Kubernetes Object List
Object Type Display: The left side of the page lists the monitored Kubernetes object types and their counts, covering Kubernetes clusters, Nodes, namespaces, workloads (including Deployments, DaemonSets, StatefulSets, ReplicaSets, ReplicationControllers, Jobs, CronJobs, etc.), pods, services, Containers, Storage (including PVCs, PVs), and more.
Viewing Object Lists:
After selecting a Kubernetes object of interest on the left, the page's right side displays the list of selected objects. For example:
- Selecting Clusters displays the cluster name, Node count, Namespace count, Workload count, Pod count, Service count, and various CPU-related metrics (usage, usage %, request, request %, limit, limit %).
- Selecting Namespace displays the namespace name, CPU request, CPU limit, memory usage, memory request, memory limit, labels, CPU usage, Pod count, and other metrics. You can also select the object attributes and metrics to focus on via the customizable headers.

Kubernetes Object Details
Click on a row in the object list to navigate to the details page for that Kubernetes object:
Basic Information: View detailed information about the object, encompassing the object's status, such as runtime status (Running, Bound, etc.); Kubernetes labels, which can be used to identify and categorize objects for easier resource management and filtering; and Kubernetes annotations, which add additional metadata to objects, aiding in a more detailed understanding and management of Kubernetes objects.

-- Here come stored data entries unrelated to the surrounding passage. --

PR #4141, opened 2019-09-17
move pod default back to gcp

gabrielwen:
With `simpleReconcile` we don't need the hack to generate PodDefault anymore.

Relates to #4056 

This change is [Reviewable](https://reviewable.io/reviews/kubeflow/kubeflow/4141)

### DIFF
--- a/bootstrap/pkg/kfapp/gcp/gcp.go
+++ b/bootstrap/pkg/kfapp/gcp/gcp.go
@@ -837,7 +837,7 @@ func (gcp *Gcp) Apply(resources kftypesv3.ResourceEnum) error {
 			}
 		}
 	}
-	if gcp.KfDef.Email == "" {
+	if gcp.kfDef.Spec.Email == "" {
 		return nil
 	}
 	if *p.EnableWorkloadIdentity {
--- a/bootstrap/pkg/kfapp/gcp/gcp.go
+++ b/bootstrap/pkg/kfapp/gcp/gcp.go
@@ -837,8 +837,14 @@ func (gcp *Gcp) Apply(resources kftypesv3.ResourceEnum) error {
 			}
 		}
 	}
-
-	return nil
+	if gcp.KfDef.Email == "" {
+		return nil
+	}
+	if *p.EnableWorkloadIdentity {
+		return gcp.SetupDefaultNamespaceWorkloadIdentity()
+	} else {
+		return gcp.ConfigPodDefault()
+	}
 }
 
 // Try to get information for the deployment. If returned, delete it.
--- a/bootstrap/pkg/kfapp/coordinator/coordinator.go
+++ b/bootstrap/pkg/kfapp/coordinator/coordinator.go
@@ -791,45 +791,16 @@ func (kfapp *coordinator) Apply(resources kftypesv3.ResourceEnum) error {
 		return nil
 	}
 
-	gcpAddedConfig := func() error {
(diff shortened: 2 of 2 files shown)


bootstrap/pkg/kfapp/gcp/gcp.go
```diff
@@ -837,8 +837,14 @@ func (gcp *Gcp) Apply(resources kftypesv3.ResourceEnum) error {
 			}
 		}
 	}
-
-	return nil
+	if gcp.kfDef.Spec.Email == "" {
+		return nil
+	}
+	if *p.EnableWorkloadIdentity {
+		return gcp.SetupDefaultNamespaceWorkloadIdentity()
```
jlewi: Do you need to modify these functions so that they check if the namespace kubeflow exists and only run when it does?
https://github.com/kubeflow/kubeflow/blob/ee8fe0e4280e4d729cc488442bdba797bf9ad995/bootstrap/pkg/kfapp/gcp/gcp.go#L1733

gabrielwen: so we check the namespace creation here:
https://github.com/kubeflow/kubeflow/blob/64f4f79ef7d2f1eed1113dce6955437717b94e1b/bootstrap/pkg/kfapp/kustomize/kustomize.go#L324

when I implemented `ConfigPodDefault` I was thinking that we already check the namespace in kustomize.go, so I skipped the check in gcp.go.  plus if the namespace doesn't exist the function will fail and reconcile will run it again later.  do you think we still need to check it?

jlewi: Sorry I'm a little confused how this works.

You are calling this at the end of Gcp.Apply. But the first time you run Gcp.Apply the namespace kubeflow won't exist. So any attempt to create items inside the kubeflow namespace will fail.

So I would expect there to be a check somewhere to see whether the namespace exists which would be an indication that kustomize.go had successfully run.

It looks like the tests are passing. Is that just because your reconcile loop is based on errors?

gabrielwen: yes, when there has an error, I log a warning and retry:
https://github.com/kubeflow/kubeflow/blob/a4286d524a18e86bda97b5fcf05fa4086063513a/bootstrap/pkg/kfapp/coordinator/coordinator.go#L237

currently the straw man version reconcile simply keeps retrying until retry loop reaches max retrying time.  so if kustomize.Apply fails the depending op gcp.Apply will fail.  we will keep retry both until they both succeeds.

I think what I need to know is whether we need to check namespace creation.  in this PR I only check whether email is set, which follows the logic in kustomize.Apply:
https://github.com/kubeflow/kubeflow/blob/a4286d524a18e86bda97b5fcf05fa4086063513a/bootstrap/pkg/kfapp/kustomize/kustomize.go#L287

if we check namespace in gcp.Apply, what do we do if the namespace doesn't exist?  skip pod default and terminate or return error and retry?

jlewi: I think based on our discussion today in the office. I'm waiting on you to take another pass at this and using conditions to determine whether or not to reapply.

gabrielwen: ok, let me create another PR to add condition/status to v1beta1 KfDef and loop back to this PR.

Relations: Supports viewing lists related to the Kubernetes object. For instance, view the related Pod list containing Pod name, CPU usage, CPU request, CPU limit, memory usage, memory request, memory limit, container count, Workload name, Namespace name, Cluster name, Pod status, and other information, providing a clear understanding of object relationships.

Resource Utilization: View key metrics for the Kubernetes object to grasp the dynamic changes in its resources. Taking CPU-related metrics as an example, you can view trends over time for CPU allocatable total, CPU limit percentage, CPU limit, CPU request percentage, CPU request, CPU idle, CPU usage, CPU usage percentage, while also monitoring changes in metrics like Namespace count, Node count, Pod allocatable total, Pod count, Service count, Workload count, memory allocatable total, etc.

Events: View Kubernetes events that have occurred for the object, aiding in the diagnosis, tracking, and pinpointing of issues. The event list displays the event's time, type, and description, for example, "Created job superfa - cronjob - 1731304800", "0/1 nodes are available: 1 Too many pods.", facilitating an understanding of event occurrences within the cluster.

Logs: View logs generated by the Kubernetes object, assisting in the diagnosis, tracking, and pinpointing of issues. Log content includes timestamps, log levels, error messages, request URLs, etc., such as "upload request http error", "config response http error", allowing analysis of application runtime status and error information from the logs.

Kubernetes Events
On the Events tab page, you can view Kubernetes events, gaining a comprehensive overview of the occurrence time, type, and description of various events within the cluster. The event list is clearly displayed, facilitating user operations like troubleshooting.

Kubernetes Dashboards
Supports viewing out-of-the-box Kubernetes dashboards that intuitively display resource usage such as Node counts per Kubernetes cluster, Pod counts per Node or cluster, container counts, CPU usage / CPU allocatable, Top 10 CPU usage / CPU allocatable, etc., making it easy for users to get an overview of the cluster's overall status.